Originally Posted by bromleygirl
How quickly did you decide that the UK was not for you? How long did it take you to make the move back stateside? I'm lucky in the fact that I have US citizenship so can move back anytime. I've been back almost 2 years and I think it was last Christmas that I started to consider moving back. I agree everyone I know always seem too busy to get together. When I'd come over for visits they would make an effort and I'd see different people everyday but now I'm lucky if I see friends once a month! I think apart from not being able to afford a house here (I refuse to live in a new build), it's the lack of family and friends being around as I thought and hoped they would be that has upset me the most.
Bromley girl.
Probably in about a month, although I ended up there about 18 months. I was very lucky to find another good job back in the US who paid relo back!!!
I had exactly the same experience with friends. I see more friends fly over here than I did back in the UK. I also found the UK more money orientated than the US. All anyone talked about was how much their house was worth or what year their car was.

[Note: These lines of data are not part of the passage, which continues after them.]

PR #320, opened 2017-09-12
More Ammo Types

AndrewTijua:
**Added more ammunition types.**

**Pistols**
-10mm Automatic (FMJ + AP + HP)
-.40 S&W (FMJ + AP + HP)
-.357 SIG (FMJ + ... yeah all of them have the same three types, you get the idea)
-.454 Casull

**Rifles**
-.30-06 Springfield (Because who doesn't love a good ping)
-.45-70 Government (because Rimworld is basically a western initially)

### DIFF
--- a/Defs/Ammo/Pistols/10mmAuto.xml
+++ b/Defs/Ammo/Pistols/10mmAuto.xml
@@ -1,0 +1,200 @@
+﻿<?xml version="1.0" encoding="utf-8" ?>
+<Defs>
+
+	<ThingCategoryDef>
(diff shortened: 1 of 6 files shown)


NoImageAvailable:
Why is this being added? Any mod using these?

AndrewTijua:
I'm working on one that does, not fully complete yet. Thought I should wait for the ammo to be included before releasing.

NoImageAvailable:
I'll have it in the next CE release. Let me know should you need it before that.

PR #329, opened 2017-10-25
Projectile arcs

Alicecomma:
PROJECTILES
- Height is now displayed visually on ALL projectiles. All projectiles also have a shadow beneath them to aid in this visualization. Projectiles fly in arcs and their rotation follows the arc.
- Projectiles shot by a "launcher != null && launcher is Pawn" are only displayed after
their first tick (so they don't spawn in the middle of the pawn).
- Projectiles collide with roofs and walls. This was tested thoroughly such that no projectiles could get through a walled, roofed building.

FRAGMENTS
- Fragments are aimed upwards/downwards based on whether a roof or floor is hit.

COOK-OFF
- Ammo cooks off at the middle of the tile, at height 0 c.

HITBOXES
- Plant and Pawn heights vary with growth and lifestage. Plant bounding boxes are now much larger but most of them don't stop projectiles due to a factor fillPercent often being 0f.
- Roofs now have hitboxes. Constructed roof adds a height of 0.1 c, natural roof adds 4 c (wallHeight*2), thick roof adds 4 c and thick natural roof (OverheadMountain) adds 8 c (thick * natural).
- BoundsInjector generates hitboxes based on Texture2D of Pawn/Plant. This can be expanded. See 5058b67
- This Texture2D method uses "blitting" which I have decided to limit to 64x64 px sprites and smaller (larger sizes are resized).

TUTOR
- The first time a player hovers over any crouched pawn, a Crouching learning thingy is added to the top right.

SUPPRESSION
- Suppression has a height limit equal to its radius.

CODE CHANGES
- ProjectileCE now uses mostly get methods (such as ShotLine) instead of parameters. ExactPosition and LastPos are Vector3 describing projectile position. ExactPosition can be set to stop the projectile dead in its tracks and treat is as landed.
- DrawPosition does never match ExactPosition / Position for projectiles.
- CompExplosive.Explode takes Vector3 for more precise positioning of an explosion.


Alicecomma:
TODO FOR BAREBONES RELEASE:
- Figure out what to do on roof intersection for both explosive and non-explosive projectiles
- Implement Texture2D-based Bounds calculations for Pawn and Plant

ALSO POSSIBLE:
- Suppressive fire over walls
- Dropshadows defined in XML per projectile
- Projectiles are displayed away from the visible gun (as to simulate bullets leaving a barrel) - currently solved by not displaying the first frame of the arc

Alicecomma:
89ad2c7 contains some fixes for #333

Issue #235, opened 2017-06-09
Reload report string has incorrect ammo


NoImageAvailable:
1. Have an out-of-ammo weapon with FMJ selected.
2. Have operator have AP or HP ammo in inventory.
3. Hit reload button with ammo still set to FMJ.

Weapon will load AP/HP ammo but report string says its loading FMJ.

Alicecomma:
The issue is due to the method _after_ the timer deciding what ammo to load/whether there is any ammo to load to begin with. This method should be split up into a part deciding whether anything could be loaded and what ammo to load (pre-timer) and a method actually performing the reloading (post-timer).

PR #349, opened 2017-11-14
Fix for #235

Alicecomma:
- CompAmmoUser:
- - private -> public TryFindAmmoInInventory
- JobDriver_Reload:
- - new field initAmmo
- - "AmmoType" in the reload string is replaced by initAmmo.LabelNoCount
- - FailOn(!tryFindAmmoInventory(out initAmmo))
- - LoadAmmo(initAmmo) as finish action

Triumph Rob thanks for the invite, I am living right downtown by centenial park and haven't been to Roswell yet. I must say I love the condo I am renting and the fact I can walk everywhere, great local pubs and bars. Soccer even seems to be popular with the Americans I work with and I never realized Atlanta was so cosmopolitan very different to North Carolina.

I have read all the way back through this thread and agree with the post about the UK being a great place to visit for holiday or live if you are stinking rich.Otherwise if people really miss family or friends they may be better off living in Northern France and using the Euro Tunnel. Thats if the illegal immigrants will give up a seat (sorry couldn't resist). Seriously though France is an option as it has better schools, health service and way cheaper housing, may be worth considering if your family are in the SE.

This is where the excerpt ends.